Here is a chart we look at behind the scenes when developing a Roth conversion plan for a client. We look at not only the federal income tax brackets the client is in, but the many other taxes and surcharges that apply to find the effective tax rate of additional income. There are many instances where clients think they are in the 12% tax bracket, but their effective tax rate on $20,000 of additional income is over 30%!

chart of effective tax rate as income is added from Roth conversions

You’ll want to compare this to what might be a regular use in your retirement of pre-tax assets.

What Assets You Should Not Convert To a Roth IRA

First, if you are charitably inclined, you will most likely not want to convert your entire traditional IRA to Roth.
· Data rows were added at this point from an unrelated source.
PR #592, opened 2023-07-19
Check for None values in branch nodes

pingsutw:
# TL;DR
blocked by https://github.com/flyteorg/flytekit/pull/1747
Add support comparison (EQ and NEQ) between nil and non-nil values in the branch nodes. 

## Type
 - [ ] Bug Fix
 - [x] Feature
 - [ ] Plugin

## Are all requirements met?

 - [x] Code completed
 - [x] Smoke tested
 - [ ] Unit tests added

## Complete description
```python
import random
import typing
from flytekit import conditional, task, workflow


@task
def coin_toss(seed: int) -> typing.Optional[bool]:
    r = random.Random(seed)
    if r.random() < 0.5:
        return True
    return None


@task
def failed() -> int:
    return -1


@task
def success() -> int:
    return 0


@workflow
def wf(seed: int = 5) -> int:
    result = coin_toss(seed=seed)
    return conditional("test").if_(result.is_none()).then(success()).else_().then(failed())


if __name__ == '__main__':
    wf()
```

image

## Tracking Issue
https://github.com/flyteorg/flyte/issues/3514

## Follow-up issue
_NA_


pkg/controller/nodes/branch/evaluator.go
```diff
@@ -24,10 +24,14 @@ func EvaluateComparison(expr *core.ComparisonExpression, nodeInputs *core.Litera
 	var rPrim *core.Primitive
 
 	if expr.GetLeftValue().GetPrimitive() == nil {
-		if nodeInputs == nil {
-			return false, errors.Errorf(ErrorCodeMalformedBranch, "Failed to find Value for Variable [%v]", expr.GetLeftValue().GetVar())
+		if len(expr.GetLeftValue().GetVar()) == 0 {
```
hamersaw, line 27: So we're representing a `None` value by using a variable of length 0? and then automatically converting it into a scalar with `NoneValue`. Would it make more sense to set this as a scalar with `NoneValue` from flytekit?

pkg/controller/nodes/branch/comparator.go
```diff
@@ -116,24 +126,32 @@ func Evaluate(lValue *core.Primitive, rValue *core.Primitive, op core.Comparison
...
+			return false, errors.Errorf(ErrorCodeMalformedBranch, "Only primitives can be compared. LHS Variable is non primitive.")
+		}
 	}
 	return Evaluate(lValue.GetScalar().GetPrimitive(), rValue, op)
 }
 
 func EvaluateLiterals(lValue *core.Literal, rValue *core.Literal, op core.ComparisonExpression_Operator) (bool, error) {
 	if lValue.GetScalar() == nil || lValue.GetScalar().GetPrimitive() == nil {
-		return false, errors.Errorf(ErrorCodeMalformedBranch, "Only primitives can be compared. LHS Variable is non primitive.")
+		if lValue.GetScalar().GetNoneType() == nil {
```
hamersaw, line 147: Any reason why all of these are on a separate line rather than just being included in the same `if` conjunction?

pkg/controller/nodes/branch/evaluator.go
pingsutw: > Would it make more sense to set this as a scalar with NoneValue from flytekit?

Yes, we can, however, the idl must be changed since none is not in the primitives. we can add `is_none bool` to the [operand](https://github.com/flyteorg/flyteidl/blob/95e11cca2dac18b727f122bbc4456ea6ab499289/protos/flyteidl/core/condition.proto#L30), wdyt?

hamersaw: Is your intuition that we have `Primitive` rather than `Scalar` in the operand because this was meant to be very simple?

I think I would support adding a `Void none_type` to the operand [similar to this](https://github.com/flyteorg/flyteidl/blob/95e11cca2dac18b727f122bbc4456ea6ab499289/protos/flyteidl/core/literals.proto#L86).

pkg/controller/nodes/branch/comparator.go
pingsutw: updated it

pkg/controller/nodes/branch/evaluator.go
pingsutw: updated Idl. https://github.com/flyteorg/flyteidl/pull/427

hamersaw:
@pingsutw can we update here? looks like https://github.com/flyteorg/flyteidl/pull/427 was merged.

pingsutw:
Sorry @hamersaw, forget this PR, could you +1? We've merged flytekit and flyteidl PRs

eapolinario:
Hi, we are moving all Flyte development to a monorepo. In order to help the transition period, we're moving open PRs to monorepo automatically and your PR was moved to https://github.com/flyteorg/flyte/pull/4154. Notice that if there are any conflicts in the resulting PR they most likely happen due to the change in the import path of the flyte components.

Giving to charity from your IRA as either QCDs (Qualified Charitable Distributions) or in your estate is one of the best ways to donate money. There is no sense in doing a Roth conversion, paying federal and state taxes, just to leave the charity with less money.

Second, if you only need a small regular ongoing amount from your IRA to cover you living expenses, you may be able to do that from a pre-tax IRA with a minimum of extra tax. If you can have your IRA withdrawals taxed at the 10% or 12% tax rates for most of your retirement, it may not be worth paying 22% or 24% in federal taxes to convert the balance to a Roth IRA.

What you need is a tool to add up all those future years of expected income taxes and compare the total to what you would pay to convert everything to Roth.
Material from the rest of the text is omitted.